Чувственное удовольствие, особенно безмерное, приносит не только радость, но и страдание. Отсюда встает задача выявления чего-то радостного самого по себе — чистого блага, осуществляющегося независимо от физиологического механизма опустошения и наполнения. Таковы наслаждения звуками, красками, формами, выражающими нечто идеальное. Речь идет именно об идеальных фигурах, которым нельзя ничего прибавить и от которых нельзя ничего отнять. Их гармония, целостность и завершенность и вызывают чистое удовольствие. Они прекрасны сами по себе и при их созерцании возникает радость сама по себе. К такого рода удовольствиям относится и радость познания, если она не связана с каким-либо материальным мотивом, например, с практической пользой от его применения.

Несмешанное удовольствие имеет характер радости от происходящего, и его чистота определяется отсутствием нужды. Эти удовольствия внезапны и немотивированны, но их прекращение не вызывает страдания. Открывающееся в телесном переживании сущее определяется не самочувствием субъекта, а истиной — открытостью мира. Платон вводит тонкие различия мотивов удовольствия и отделяет чистую радость открывающегося сущего от радости, связанной с открытием каких-то причин, связей и отношений. Речь идет о простом созерцании сущего. Важным критерием является непреходящий характер такой радости, которая постоянна и не зависит не только от настроения субъекта, но и от изменений положения дел. Радость от чего-то происходящего полностью включена в абсолютное настоящее, которое имеет место здесь и теперь. В ней нет смакования, а только чистое созерцание, и, таким образом, чистое удовольствие оказывается тождественным самому мышлению. Так Платон обнаружил родство мышления и блага и открыл истинное удовольствие, которое не принадлежит сфере движения и становления. Благо как онтологическое состояние предполагает некое бытийное состояние человека, которое неверно отождествлять с удовольствием. Распоряжаясь удовольствием и познанием, ориентируясь на идею блага, человек производит самого себя. Его единство обеспечивается всеобщими бытийными определениями.

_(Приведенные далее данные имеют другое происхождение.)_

PR #3665, opened 2020-06-28
Expose application of adjustements to an AdjustableAudioComponent to user code

Game4all:
# Summary

This aims to set the access modifier of the AdjustableAudioComponent.OnStateChanged() method to protected to allow using the same codepath as the framework when applying adjustments on a custom AdjustableAudioComponent in user code (eg: custom BASS stream).

As such, the method has been aswell renamed to `ApplyAdjustements` to show that it is called to apply adjustments on the audio component from the aggregate bindable values.


bdach:
What is the end goal of this, i.e. where and how would `ApplyAdjustments` be used?

Game4all:
Basically, this would get called internally to apply adjustements to the audio component when one of its bindable adjustments are modified (see: https://github.com/Game4all/osu-framework/blob/1a3395dc78514037f423a59357b740301ddba3c7/osu.Framework/Audio/AdjustableAudioComponent.cs#L37 as well as https://github.com/Game4all/osu-framework/blob/1a3395dc78514037f423a59357b740301ddba3c7/osu.Framework/Audio/Track/TrackBass.cs#L290 for an example of what would be done in it).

Попытаемся поставить себя на место греческого философа, который считает в качестве несомненной истины приоритет полиса. Это единство мужчин-воинов, связанных дружбой, которая возникает еще в детских играх, в гимназиях и продолжается всю жизнь. Такое было возможно только в полисе и уже невозможно в Империи. На новой основе это восстановится в средневековой Европе, где возникнут маленькие общины любящих и верующих, способных сострадать друг другу людей.

В Греции государственный инстинкт воспитывался как телесно, так и вербально. Например, речь выполняла просвещающую, теоретико-истинностную функцию и одновременно служила условием возможности дружбы. Греки прежде чем начинать какое-либо дело долго обсуждали его со всех сторон. Они не ограничивались вынесением приговора, шла ли речь о преступлении, заблуждении, глупости или безнравственности. Им было важно убедить или переубедить собеседника. (Например, все рассуждения включают доходчивые примеры типа: ты печешься о здоровье и одежде, но надо заботиться и о душе; если у тебя проблемы с обувью, то ты идешь к сапожнику, а к кому ты обратишься за советом, как управлять собой?) Конечно, они дорого платили за это, ибо попали в рабство голоса, но и выгода была немалой. Дружба скрепляла их так, как не был един ни один народ мира. Дружба и философия нашли союз в рамках греческого полиса, и это способствовало его единству.